── Dataset content ──

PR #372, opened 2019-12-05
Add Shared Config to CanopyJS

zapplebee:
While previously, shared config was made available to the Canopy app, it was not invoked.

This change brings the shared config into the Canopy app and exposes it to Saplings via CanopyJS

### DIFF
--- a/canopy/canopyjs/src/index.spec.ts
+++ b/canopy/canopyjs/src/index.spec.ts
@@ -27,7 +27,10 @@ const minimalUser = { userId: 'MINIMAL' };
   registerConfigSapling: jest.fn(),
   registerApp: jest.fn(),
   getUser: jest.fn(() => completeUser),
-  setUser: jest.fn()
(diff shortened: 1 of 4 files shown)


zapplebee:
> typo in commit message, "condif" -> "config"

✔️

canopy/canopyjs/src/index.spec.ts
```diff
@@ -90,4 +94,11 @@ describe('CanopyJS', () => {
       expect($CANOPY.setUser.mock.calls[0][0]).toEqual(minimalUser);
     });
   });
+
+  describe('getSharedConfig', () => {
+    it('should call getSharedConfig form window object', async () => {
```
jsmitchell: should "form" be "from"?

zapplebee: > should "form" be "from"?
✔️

───

## What you have to do
Would you reproduce every record above exactly as it appears?

## Exercise answer
PR #372, opened 2019-12-05
Add Shared Config to CanopyJS

zapplebee:
While previously, shared config was made available to the Canopy app, it was not invoked.

This change brings the shared config into the Canopy app and exposes it to Saplings via CanopyJS

### DIFF
--- a/canopy/canopyjs/src/index.spec.ts
+++ b/canopy/canopyjs/src/index.spec.ts
@@ -27,7 +27,10 @@ const minimalUser = { userId: 'MINIMAL' };
   registerConfigSapling: jest.fn(),
   registerApp: jest.fn(),
   getUser: jest.fn(() => completeUser),
-  setUser: jest.fn()
(diff shortened: 1 of 4 files shown)


zapplebee:
> typo in commit message, "condif" -> "config"

✔️

canopy/canopyjs/src/index.spec.ts
```diff
@@ -90,4 +94,11 @@ describe('CanopyJS', () => {
       expect($CANOPY.setUser.mock.calls[0][0]).toEqual(minimalUser);
     });
   });
+
+  describe('getSharedConfig', () => {
+    it('should call getSharedConfig form window object', async () => {
```
jsmitchell: should "form" be "from"?

zapplebee: > should "form" be "from"?
✔️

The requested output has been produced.